23rd December 2017
I got talking with an Indian from Hyderabad who currently lives in Texas, and has an executive job for a big energy company; a Sri Lankan who lives in Canada; and a NRI from London; whilst abroad.
The topic inevitably turns to property at some point in the conversation, as it’s in the blood and psyche of the Indian. As the saying goes, you can take the Indian out of India but you cannot take the Indian out of him. They all had a passion for investing in property.
The Hyderabadi was particularly astute. He purchased property for 15 years in Hyderabad, when they were only Rs 25 Lakhs each. His goal was to buy one a year, which he did for 15 years. Now each property is worth Rs 3 Crores. This means he has a substantial amount of assets in India, well into the millions and a solid base. Now if he wants to sell up and purchase in the US, where he resides, it’s an easy move for him.

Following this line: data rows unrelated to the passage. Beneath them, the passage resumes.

PR #2530, opened 2020-11-10
Update tests to Tables.jl v1.2

### LINKED ISSUE #2529: Sync tests with Tables 1.2
Some tests are broken under Tables.jl 1.2.
This also means that Tables.jl dependency should be bumped.

I will open a PR when I finish updating it.

bkamins:
Fixes #2529

### DIFF
--- a/test/select.jl
+++ b/test/select.jl
@@ -1542,10 +1542,12 @@ end
                                DataFrame(p=Int[], q=String[]))
 
         # here this follows Tables.jl behavior
-        for res in ([1, "1"], (1, "1"))
-            @test select(df, [] => ByRow(() -> res) => AsTable) == DataFrame()
-            @test_throws ArgumentError select(df, [] => ByRow(() -> res) => [:p, :q])
-        end
+        @test select(df, [] => ByRow(() -> [1, "1"]) => AsTable) == DataFrame()
+        @test_throws ArgumentError select(df, [] => ByRow(() -> [1, "1"]) => [:p, :q])
+        @test isequal_coltyped(select(df, [] => ByRow(() -> (1, "1")) => AsTable),
+                               DataFrame(Column1=Int[], Column2=String[]))
+        @test isequal_coltyped(select(df, [] => ByRow(() -> (1, "1")) => [:p, :q]),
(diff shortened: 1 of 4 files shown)


test/select.jl
```diff
@@ -1542,10 +1542,12 @@ end
...
-        for res in ([1, "1"], (1, "1"))
-            @test select(df, [] => ByRow(() -> res) => AsTable) == DataFrame()
-            @test_throws ArgumentError select(df, [] => ByRow(() -> res) => [:p, :q])
-        end
+        @test select(df, [] => ByRow(() -> [1, "1"]) => AsTable) == DataFrame()
+        @test_throws ArgumentError select(df, [] => ByRow(() -> [1, "1"]) => [:p, :q])
+        @test isequal_coltyped(select(df, [] => ByRow(() -> (1, "1")) => AsTable),
+                               DataFrame(Column1=Int[], Column2=String[]))
+        @test isequal_coltyped(select(df, [] => ByRow(() -> (1, "1")) => [:p, :q]),
+                               DataFrame(p=Int[], q=String[]))
```
nalimilan, line 1550: Can you explain why `(1, "1")` is treated differently from `[1, "1"]` now?

bkamins: Because in Tables.jl 1.2 tuples have a schema (they have a fixed number of elements), while vectors do not have it (as they can have varying number of elements).

bkamins: `Tuple`s now behave like `NamedTuple`s but with auto-generated column names.

nalimilan (approved):

test/select.jl
quinnj: Hmmmm, I don't quite follow what's going on here; how are `(1, "1")` and `[1, "1"]` being treated here? as an entire table? or as a single row? What (should have) changed in Tables.jl 1.2 is only the "empty" table case, where we will preserve the input schema if possible.

bkamins: And this is exactly what is tested here - if you look above these lines you will see that we are testing source data frames with `0` rows.

bkamins:
Thank you!

PR #2533, opened 2020-11-10
Reduce number of tests in the CI

bkamins:
Currently CI takes ~75 minutes to finish. Also the practice has shown that what we essentially need is:
- test all options on current release
- test all platforms on x64 nightly (to report bugs back to Julia Base, as they happen on different platforms)
- just run one test on LTS 1.0 (as things that stop working are not platform specific)

I would like to open a discussion if we go this way.

### DIFF
--- a/.travis.yml
+++ b/.travis.yml
@@ -25,12 +25,23 @@ jobs:
   exclude:
     - os: osx
       arch: i386
+    - julia 1.0
+      os: linux
+      arch: i386
+    - julia 1.0
+      os: osx
+    - julia 1.0
+      os: windows
+    - julia nightly
+      os: linux
+      arch: i386
   allow_failures:
     - julia: nightly
   include:
     - stage: "Documentation"
-      julia: 1.0
+      julia: 1
       os: linux
+      arch: amd64
       script:
         - julia --project=docs/ -e 'using Pkg; Pkg.develop(PackageSpec(path=pwd()));
                                     Pkg.instantiate()'


nalimilan:
Ideally we would have a way to run CI on all platforms from time to time (notably before releases) to ensure that everything is OK, while checking only the minimum platforms for PRs. But I have no idea whether that's possible.

We could also consider moving to GitHub Actions for CI. Even with fewer platforms tested, do you think [the new time budget](https://blog.travis-ci.com/2020-11-02-travis-ci-new-billing) that Travis CI is going to offer us will be enough? I'm mentioning this because it [might be possible](https://docs.github.com/en/free-pro-team@latest/actions/managing-workflow-runs/manually-running-a-workflow) to run CI on more platforms manually using a separate GitHub Action, which would allow us to make the standard CI lighter.

bkamins:
> But I have no idea whether that's possible.

I can apply this patch after the release each time and revert it before the release. Cumbersome, but doable.

> We could also consider moving to GitHub Actions for CI.

The new Travis policy is also my concern here. But do we know who can correctly set up GitHub Actions for CI? I have no experience with this unfortunately.

I will ask on Slack.

bkamins:
@fredrikekre / @aviks : maybe you please could suggest who has experience with setting up GH actions, as neither @nalimilan nor me have experience with it. Thank you!

bkamins:
@nalimilan - as @quinnj commented on Slack - we probably should move go GH Actions instead.

@quinnj https://github.com/quinnj/JSON3.jl/blob/master/.github/workflows/ci.yml - looking at it I understand that we would drop OSx also. So the question is if you think that we should keep Win, OSx and 32-bit tests on Travis? And if doing 32-bit tests is feasible on GH Actions.

Sorry for not being more well educated on CI topics.

As a comment: we have caught many bugs in Julia Base, especially on nightly, thanks to doing tests on Win and OSx and on 32-bit arch in the past.

nalimilan:
Does GitHub Actions support macOS? If so, we could add another set of tests that we would run from time to time, and notably before releases.

bkamins:
I think it does not include it. Running extra tests before releases is a good idea. The question is how to set up such "on demand" tests?

quinnj:
Superseded by #2552

quinnj:
Do we have a good sense for how "efficient" our `runtests.jl` are? Are we perhaps over testing in some cases? I know in CSV.jl, the tests have gotten a little out of hand over the years and it could use a cleanup since the tests are starting to take quite a long time. Perhaps there's room for improvement here as well.

nalimilan:
A lot of time is spent testing the grouping code, but it's so tricky that simplifying it while still covering all cases would be difficult.

quinnj:
Github action runners (vms) have 2 cores, so maybe we could do some parallelization; like do a `Threads.@spawn` for each test file and max the cpu out some more.

bkamins:
It would be good to have it. The question is how to make sure that then we have a clean output from tests to the terminal when we use 2 threads?

bkamins:
Also - in the future we will be adding multithreading support to operations, so this will be actually good thing to have per operation. @nalimilan has recently been working on this

nalimilan:
Waiting for 20 minutes to get the result of CI is OK IMO. (Yes, we'll have to find a way to test threaded operation, which will make things a bit more complex.)

quinnj:
That's easy, we just add `env: JULIA_NUM_THREADS: 2` to our CI; I can do that now and we won't have to worry about it.

nalimilan:
What will be complex is to ensure we test the relevant code paths both with a single and multiple threads. The risk is that we have to run lots of tests twice, with a loop, taking even more time.

bkamins:
But looking at the current PRs that I have just switched to use GH Actions things look much better already.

His strategy was simple, he never bought a property for more than Rs 50 Lakhs and he only purchased when the market was down. Bread and butter property, as they say. Stuff that cannot really go any lower. His thinking was simple, he saw that property in India and China would rise to match with the western world, as the world was coming to a level playing field. This is certainly true; One only has to book a hotel in Mumbai or Delhi to see the prices, and they will not bargain either. Prices are on par with London, if not higher.
He said the fool will buy a property for Rs 1 Crore and the wise man will rent from him at Rs 25,000 pm. The logic being, there is a limit to the growth of the Rs 1 Crore property, and the yield of only 3%. Whereas, if you purchase low the potential for growth is far higher.
At the time, the property price entry level was low relative to income, now there is a wide margin of difference in the multiples.
Clearly, he has done very well implementing these simple principles to his investment.
The NRI from London has done well too. She bought a property in Delhi for Rs 50 Lakhs, the property has grown to Rs 1 Crore in a few years. She was disappointed with the rental returns which were low, to be expected in India. However, with solid growth you can afford to be a little relaxed about the rental income side of investment.
The Sri Lankan chose to invest in his new home, which is Canada, where he runs a business and invests in a moderate way along with some money lending on the side.
When I said that’s all great, but you should always grow your flowers where you can water them, it resonated with all of them. The Sri Lankan nodded his head furiously, saying that many people came to him to invest overseas, but he figured if everyone is coming to Canada to invest why should he go elsewhere?
The NRI from London agreed, and felt there is a lack of control, and it’s easy to put money in but hard to get it out again. The Hyderabadi, well his watering pipe reaches all the way from Texas to Hyderabad, as he has family and connections over there which means he can get things done over the phone and laptop.